== Assigned task ==
The string "BinaryCompatibilityValidatorPlugin" may appear in lines of the listing. Report each line where it does.

Top of Data shown

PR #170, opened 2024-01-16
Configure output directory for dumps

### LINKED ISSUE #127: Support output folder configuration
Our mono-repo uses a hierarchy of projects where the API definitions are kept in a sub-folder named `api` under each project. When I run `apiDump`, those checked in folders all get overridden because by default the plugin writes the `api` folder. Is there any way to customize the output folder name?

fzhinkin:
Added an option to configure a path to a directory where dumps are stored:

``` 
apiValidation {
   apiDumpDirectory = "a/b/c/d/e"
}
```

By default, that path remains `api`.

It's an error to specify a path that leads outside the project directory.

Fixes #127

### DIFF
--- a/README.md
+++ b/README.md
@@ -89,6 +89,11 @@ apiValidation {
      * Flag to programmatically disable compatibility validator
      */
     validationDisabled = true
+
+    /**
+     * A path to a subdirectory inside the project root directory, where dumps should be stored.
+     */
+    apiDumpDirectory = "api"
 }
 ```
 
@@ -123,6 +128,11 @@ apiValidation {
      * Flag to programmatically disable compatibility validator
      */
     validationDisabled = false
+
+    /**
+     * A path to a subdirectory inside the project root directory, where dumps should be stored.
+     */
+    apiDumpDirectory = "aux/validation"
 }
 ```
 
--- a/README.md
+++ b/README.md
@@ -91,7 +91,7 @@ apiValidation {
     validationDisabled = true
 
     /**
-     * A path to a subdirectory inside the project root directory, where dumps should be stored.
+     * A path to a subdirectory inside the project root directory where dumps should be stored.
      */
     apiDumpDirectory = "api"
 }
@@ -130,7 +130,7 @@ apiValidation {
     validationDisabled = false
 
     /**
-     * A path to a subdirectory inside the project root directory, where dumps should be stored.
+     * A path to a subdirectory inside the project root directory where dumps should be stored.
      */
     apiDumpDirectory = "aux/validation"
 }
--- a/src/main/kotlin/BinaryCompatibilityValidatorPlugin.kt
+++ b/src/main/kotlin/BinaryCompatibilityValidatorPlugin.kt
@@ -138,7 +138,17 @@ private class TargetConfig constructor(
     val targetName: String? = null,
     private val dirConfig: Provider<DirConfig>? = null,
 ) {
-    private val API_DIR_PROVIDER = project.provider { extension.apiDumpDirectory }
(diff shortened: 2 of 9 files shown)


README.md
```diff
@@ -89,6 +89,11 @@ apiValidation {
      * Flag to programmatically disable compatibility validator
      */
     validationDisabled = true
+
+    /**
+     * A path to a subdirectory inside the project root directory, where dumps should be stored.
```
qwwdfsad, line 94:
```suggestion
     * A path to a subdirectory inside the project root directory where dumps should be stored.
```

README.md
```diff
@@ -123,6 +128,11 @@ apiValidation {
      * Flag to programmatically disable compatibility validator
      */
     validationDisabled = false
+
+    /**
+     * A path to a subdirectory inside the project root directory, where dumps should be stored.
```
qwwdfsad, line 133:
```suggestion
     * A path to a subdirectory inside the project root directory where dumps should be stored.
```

Bottom of Data shown

== Response ==
--- a/src/main/kotlin/BinaryCompatibilityValidatorPlugin.kt
+++ b/src/main/kotlin/BinaryCompatibilityValidatorPlugin.kt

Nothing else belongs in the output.